1. Basic policy
ERINES Inc. (the “Company”) recognizes the information entrusted to it by customers and business partners, along with the information assets involved in its business operations, as critical assets supporting the Company’s business. To protect these information assets and meet the trust placed in the Company by customers and society, the Company hereby declares that it will maintain and operate an information security management system and continuously improve it.
2. Scope
This policy applies to all information assets handled by the Company, and to all officers and employees of the Company (including full-time, contract, dispatched, part-time, and contractors — anyone engaged in the Company’s work).

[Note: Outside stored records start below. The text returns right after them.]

PR #536, opened 2026-08-02
docs(changelog): label the SR-033 measurement scales, and correct "prod-shaped"

chrisrogers37:
Follow-up to #533, which is merged. Corrects a wrong claim I put in the CHANGELOG entry.

## What was wrong

The entry read:

> Measured against a **prod-shaped database**, both forms preserve every value; the `USING` form rewrote all four sampled tables and took **18.6s** where the pinned form rewrote nothing and took **4.8s**.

3. Organizational structure
The Company clarifies the responsibilities for information security and appoints an Information Security Manager under a top-level officer. The Information Security Manager is responsible for maintaining this policy and the related internal regulations, monitoring operational status, and overseeing improvement activities.
4. Management of information assets
The Company classifies the information assets it handles by importance and operates them under handling rules appropriate to each classification. Confidentiality, integrity, and availability are ensured throughout the lifecycle of information assets — acquisition, use, storage, transport, and disposal.
5. Risk assessment and countermeasures
The Company periodically — and on an ad hoc basis when needed — identifies, analyzes, and evaluates information security risks, and applies countermeasures proportionate to the size of each risk. Significant risks are addressed with priority, and the response status is monitored continuously.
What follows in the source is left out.